Do I need a booster of some sort? 
Do I need to have a "Y" RCA adapter and use both XLR inputs on the EP2500? 


I was thinking that it should just plug into the amp and play. 
I was using only the following mode Switching: (Also below is a link the the PDF manual)

1 Left
2 Left
3 Left
4 Right 
5 Right 
6 Right
7 Right
8 Left
9 Left
10 Left

http://www.parts-express.com/pedocs/manuals/behringer-ep2500-ep1500-owners-manual-42010.pdf


Is there a setting I need to change on the Marantz??? 

Any help would be greatly appreciated. My hopes were to Pre-Amp the whole system.


----------



## Wayne A. Pflughaupt (Apr 13, 2006)

Are you trying to use the amp as bridged (mono), or as two-channel (e.g. with speakers connected to channels 1 and 2)?

Regards, 
Wayne


----------



## AutoDelphi (Jul 23, 2014)

Wayne A. Pflughaupt said:


> Are you trying to use the amp as bridged (mono), or as two-channel (e.g. with speakers connected to channels 1 and 2)?
> 
> Regards,
> Wayne


I am using the amp in Mono. Last night I was able to get sound out of the Amp and subs by turning up the sub gain on the Marantz I turned it up to +12db and its barley making any bass. 

The amp is at full gain and the subs are barley moving at all!! I am thinking that the voltage out is low. 

I have called Parts Express and they told me I need a Balanced/Unbalanced Converter. Please see below

https://www.parts-express.com/rolls...d-unbalanced-converter-35mm-rca-xlr--245-1062
https://www.parts-express.com/art-cleanboxpro-stereo-balanced-unbalanced-converter--245-868

My question is that I am going to be using 5 amps to achieve 7.1 surround sound. does anyone know of any Stereo Line Balancer's that have 8 inputs and outputs versus having to buy 4 separate line blaancers?


----------



## Wayne A. Pflughaupt (Apr 13, 2006)

For now until we get this sorted out, turn the Marantz’s sub output up to max.

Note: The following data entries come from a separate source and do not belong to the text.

Issue #2378, opened 2023-12-18
"`feed_filename` for default language is specified twice" even though it's not


Yaroslav-95:
# Bug Report

## Environment

Zola version: 0.17.2 and master

## Expected Behavior
I have set feed_filename to a custom name "feed.xml" in my config.toml at the base or top section of the file, and haven't set it in my default language's section.

On Zola <= 0.17.1 this configuration works and generates a "feed.xml" file under each of the sections where I have `generate_feed = true`.

## Current Behavior
Zola fails to serve or build the site with the following message:
```
Warning: config.toml contains both default language specific information at base and under section `[languages.en]`, which may cause merge conflicts. Please use only one to specify language specific information
Error: Failed to serve the site
Error: `feed_filename` for default language is specified twice, as "feed.xml" and "atom.xml".
```

## Step to reproduce
Try to build a site with a custom `feed_filename` set at the top section with multiple languages with no `feed_filename` in the default language's section.

For an example of such a config.toml: https://git.yaroslavps.com/yaroslavps.com/tree/config.toml

Keats:
Duplicate of https://github.com/getzola/zola/issues/2360, the issue is the same afaik.

Yaroslav-95:
I saw that issue but I thought it wasn't related because that one talks about `generate_feed` and it only results in a warning. I also set generate_feed in my config.toml and there's no problems with it. However, feed_filename generates an error that prevents the site from building.
They do seem quite similar, so most probably you're right they are the same. I'll follow that issue, maybe even try to fix it myself if I find the time.

Keats:
Re-opening in the meantime until i look at the cause

SumDonkuS:
Hi,
I saw the [other issue](https://github.com/getzola/zola/issues/2360) was listed as a "good first issue".  I'd be excited to help out.  I'll just put together a PR [here](https://github.com/getzola/zola/pull/2400).  Please let me know if I am missing anything since this will be my first PR for this project.  Thank you again for the great project.

Keats:
Duplicate of #2360

Issue #2360, opened 2023-11-21
Unnecessary configuration or unnecessary warning with `generate_feed` in multilingual site


ogarcia:
# Bug Report

## Environment

Zola version: 0.17.2

## Current Behavior

Given this configuration.

<details>
<summary>config.toml</summary>

```toml
base_url = "https://example.com"
compile_sass = false
build_search_index = false
generate_feed = true
default_language = "es"

[markdown]
highlight_code = true

[languages.es]
generate_feed = true
title = "Título molón"
description = "Descripción molona"

[languages.en]
generate_feed = true
title = "Fancy title"
description = "Fancy description"
```

</details>

And this `content` files (optional but to generate `atom.xml`).

<details>
<summary>content/hello.md</summary>

```
+++
title = "Hola"
date = 2023-11-21
+++

Hola
```

</details>

<details>
<summary>content/hello.en.md</summary>

```
+++
title = "Hi"
date = 2023-11-21
+++

Hi
```

</details>

Running `zola serve` or `zola build` gives this warning:

> Warning: config.toml contains both default language specific information at base and under section `[languages.es]`, which may cause merge conflicts. Please use only one to specify language specific information

I know the culprit is defining `generate_feed` _globally_ outside the language blocks (`[languages.es]` and `[languages.en]`), but the problem is that if you don't define it there the feed is not generated.

## Expected Behavior

In my view, if the `generate_feed` entry is to be defined in the `[language.xx]` sections, it should not be necessary to define it globally as well.  Or at least, if it is necessary to do so then it should not give that warning.

Keats:
> I know the culprit is defining generate_feed globally outside the language blocks ([languages.es] and [languages.en]), but the problem is that if you don't define it there the feed is not generated.

Hmm that sounds like a bug for the default language.

Keats:
Yup we have a `if self.config.generate_feed` check in the code. Should be an easy fix

argon17:
I'd like to work on this as my first issue.
@Keats Should I take this, if it's not being fixed already by someone?

Keats:
Have a look at the next branch, I don't know off the top of my head. Have a look at the PR above: https://github.com/getzola/zola/pull/2400 as well which is outdated

argon17:
Hi @Keats, I spent some time understanding the codebase around this issue and have a couple of observations:

[...]

PR #2400, opened 2024-01-04
Issue 2378 lang level feed config

SumDonkuS:
Sanity check:

## Code changes

Looking at [issue 2378](https://github.com/getzola/zola/issues/2378) and the related [issue 2360](https://github.com/getzola/zola/issues/2360), found that there were a few places that needed to check the LangaugeOptions.  To handle the change for detecting the settings for `feed_filename`, the code has been switched to having this config be optional.  This also allowed for switching back to the first implementation of the `merge_field` macro. `generate_feed` checks both the section for the default language as well as the global area for its config.  If it exists in both places an error is thrown for the collision.

No documentation change for this bug fix.

This is my first PR for this project.  Please let me know if there is anything that I'm missing.  Thank you again for the great project.

### DIFF
--- a/components/site/src/lib.rs
+++ b/components/site/src/lib.rs
@@ -1046,7 +1046,7 @@ impl Site {
                 None => return Ok(()),
             };
 
-        for (feed, feed_filename) in feeds.into_iter().zip(self.config.feed_filenames.iter()) {
+        for (feed, feed_filename) in feeds.into_iter().zip(self.config.languages[lang].feed_filenames.iter()) {
             if let Some(base) = base_path {
                 let mut components = Vec::new();
                 for component in base.components() {
--- a/components/site/src/lib.rs
+++ b/components/site/src/lib.rs
@@ -744,7 +744,6 @@ impl Site {
         start = log_time(start, "Rendered orphan pages");
         self.render_sitemap()?;
         start = log_time(start, "Rendered sitemap");
-
         self.render_all_feeds()?;
         self.render_themes_css()?;
         start = log_time(start, "Rendered themes css");
--- a/components/site/src/lib.rs
+++ b/components/site/src/lib.rs
@@ -771,8 +771,10 @@ impl Site {
         for (code, language) in &self.config.languages {
             let is_default_language = code == &self.config.default_language;
 
-            let skip_default_language_feed_generation = is_default_language && !self.config.generate_feeds && !language.generate_feeds;
-            let skip_other_language_feed_generation = !is_default_language && !language.generate_feeds;
+            let skip_default_language_feed_generation =
+                is_default_language && !self.config.generate_feeds && !language.generate_feeds;
+            let skip_other_language_feed_generation =
+                !is_default_language && !language.generate_feeds;
             if skip_default_language_feed_generation || skip_other_language_feed_generation {
                 continue;
             }
@@ -784,11 +786,7 @@ impl Site {
             };
 
             let code_path = PathBuf::from(code);
-            let base_path = if is_default_language {
-                None
-            } else {
-                Some(&code_path)
-            };
+            let base_path = if is_default_language { None } else { Some(&code_path) };
 
             self.render_feeds(pages, base_path, code, |c| c)?;
             let debug_message = if is_default_language {
@@ -1063,7 +1061,9 @@ impl Site {
                 None => return Ok(()),
             };
 
-        for (feed, feed_filename) in feeds.into_iter().zip(self.config.languages[lang].feed_filenames.iter()) {
+        for (feed, feed_filename) in
+            feeds.into_iter().zip(self.config.languages[lang].feed_filenames.iter())
+        {
             if let Some(base) = base_path {
                 let mut components = Vec::new();
                 for component in base.components() {
@@ -1230,8 +1230,8 @@ fn log_time(start: Instant, message: &str) -> Instant {
 #[cfg(test)]
 mod tests {
     use super::*;
-    use content::{FileInfo, Library, Page};
     use config::Config;
+    use content::{FileInfo, Library, Page};
     use tempfile::{tempdir, TempDir};
 
     fn create_page(title: &str, file_path: &str, lang: &str, config: &Config) -> Page {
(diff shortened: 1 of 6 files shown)


components/config/src/config/mod.rs
```diff
@@ -202,12 +203,18 @@ impl Config {
...
-                ""
-            } else {
-                "/"
-            };
+        let trailing_bit = if path.ends_with('/')
+            || self
+                .feed_filename
+                .as_ref()
+                .map(|ff| path.ends_with(ff))
+                .unwrap_or_else(|| path.ends_with(DEFAULT_FEED_FILENAME))
```
Keats: I would maybe put that as a variable above so the condition is easier to read.

components/site/src/lib.rs
```diff
@@ -1022,6 +1029,19 @@ impl Site {
         Ok(())
     }
 
+    pub fn language_feed_filename(&self, lang: &str) -> String {
```
Keats: Can we not return `&str`?

components/site/src/lib.rs
```diff
@@ -749,7 +749,13 @@ impl Site {
         start = log_time(start, "Rendered sitemap");
 
         let library = self.library.read().unwrap();
-        if self.config.generate_feed {
+        if self.config.generate_feed
+            || self
+                .config
+                .languages
+                .get(&self.config.default_language)
+                .map_or(false, |lang_opt| lang_opt.generate_feed)
```
Keats: looks like we do need better config querying based on a language like you did with `language_feed_filename`.
No need to change anything here, just thinking aloud

SumDonkuS:
Thank you for catching those things for me.  I'll keep a closer eye out for those in the future.  Let me know if the modification to querying `generate_feed` from the config looks like what you were thinking.  Thank you again.

components/config/src/config/mod.rs
SumDonkuS: Good call.  I have that one changed to keep the if statement more readable.

components/site/src/lib.rs
SumDonkuS: Let me know if the change I have is what you were thinking.

components/site/src/lib.rs
SumDonkuS: Good call.  Completely spaced that.  Thank you for the heads up.

components/config/src/config/languages.rs
```diff
@@ -18,7 +18,7 @@ pub struct LanguageOptions {
     pub generate_feed: bool,
     /// The filename to use for feeds. Used to find the template, too.
     /// Defaults to "atom.xml", with "rss.xml" also having a template provided out of the box.
```
Keats: need to change the docstring no?

components/config/src/config/mod.rs
```diff
@@ -66,7 +67,7 @@ pub struct Config {
     pub feed_limit: Option<usize>,
     /// The filename to use for feeds. Used to find the template, too.
     /// Defaults to "atom.xml", with "rss.xml" also having a template provided out of the box.
```
Keats: same here

Keats (commented):
I think it's ok. A bit iffy with Option<String> but maybe it's fine

SumDonkuS:
Thank you for spotting those docs.  They should now be modified to describe how the default values are handled.

Keats:
Note: that PR conflicts with https://github.com/getzola/zola/pull/2477, i'll have a look at rebasing it after 2477 is merged

Keats:
The other PR has been merged, do you have time to rebase it or should i do it?

Keats:
There seems to be more spots to fix than I thought. I'll release the next version of Zola first and get back to that after, otherwise I'm never going to do that release.

SumDonkuS:
Sorry for the delay.  Work pulled me away for a bit.

Keats:
I've put a tiny commit on the next branch: https://github.com/getzola/zola/pull/2547/commits/4c5cc5399b1b0f6590b6b7e964166107ed7298dd for some obvious issues.
Do you want to restart work on that PR? Probably better to start from scratch tbh

SumDonkuS:
Sorry.  Missed your comment about starting fresh after rebasing.  Let me know if you would like to start from scratch.

components/site/src/lib.rs
```diff
@@ -744,27 +744,7 @@ impl Site {
...
-
-        for (code, language) in &self.config.other_languages() {
-            if !language.generate_feeds {
-                continue;
-            }
-            let pages: Vec<_> = library.pages.values().filter(|p| &p.lang == code).collect();
-            self.render_feeds(pages, Some(&PathBuf::from(code)), code, |c| c)?;
-            start = log_time(start, "Generated feed in other language");
-        }
+        self.render_all_feeds()?;
```
Keats, line 747: This name is not accurate since there are also section feeds. `render_site_feeds`?

components/site/src/lib.rs
```diff
@@ -784,6 +764,41 @@ impl Site {
...
 
+    pub fn render_all_feeds(&self) -> Result<()> {
+        let mut start = Instant::now();
+        let library = self.library.read().unwrap();
+
+        for (code, language) in &self.config.languages {
+            let is_default_language = code == &self.config.default_language;
+
+            let skip_default_language_feed_generation =
+                is_default_language && !self.config.generate_feeds && !language.generate_feeds;
```
Keats, line 775: should that ambiguity be resolved when loading the config? Eg error if the value at the top level and in a default language level differs.
This way you can now just do something like `self.config.languages.iter().filter(|x| x.generate_feeds)` for the loop

components/site/src/lib.rs
```diff
@@ -1209,3 +1226,200 @@ fn log_time(start: Instant, message: &str) -> Instant {
     }
     now
 }
+
+#[cfg(test)]
+mod tests {
```
Keats, line 1231: Can those be moved in the tests folders? This file is already long enough without tests

Keats:
The PR is outdated. The issue is still open.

For starters, it looks like you have some or your rear panel switches set wrong. If you have switches 2 and 3 set to the left, you have limited the sub’s extension to 50 Hz. I doubt that’s what you want, so move switch 3 to the right.

Make sure you have the speakers connected to two binding posts on the back channel designated for “Bridged.”

For bridged, only the Ch. 1 input is used; looks like you’re doing that already, but the manual notes on P. 7 that _only the Ch. 1 gain control is used in bridged mode._ If you have the Ch. 2 gain turned up as well, it’s cancelling the input signal. I suspect this may be your problem.

The manual doesn’t specifically mention this, but for good measure I’d recommend turning the Ch. 2 limit and low-cut filters off as well – move switch 8 to the right.

If none of this helps, I’d suggest following the steps outlined in Part 7 of my gain structure article (link in my signature) to determine if your AVR generates enough voltage to drive the amp. If you find that it can’t, then you need to look into a signal booster. 

I doubt you’ll find a multi-channel signal booster, as professional audio has no use for such a device.

Regards, 
Wayne


----------



## AutoDelphi (Jul 23, 2014)

Wayne, thank you very much for your help... I was speaking to someone at a audio store today. They said that if I am running from my Home Audio Receiver to a PE amp that I should be using the high impedance 1/4 input on the amp and not the XLR input. Can you confirm this for me?

Thank you


----------



## Wayne A. Pflughaupt (Apr 13, 2006)

Doesn’t make a difference on any amps I’ve used but I’ve heard it can make a difference on some. Try a RCA to 1/4” TS (aka “mono”) cable.

Regards, 
Wayne


----------



## AutoDelphi (Jul 23, 2014)

Wayne I have the problem "FIX". Thank you VERY much for your help. 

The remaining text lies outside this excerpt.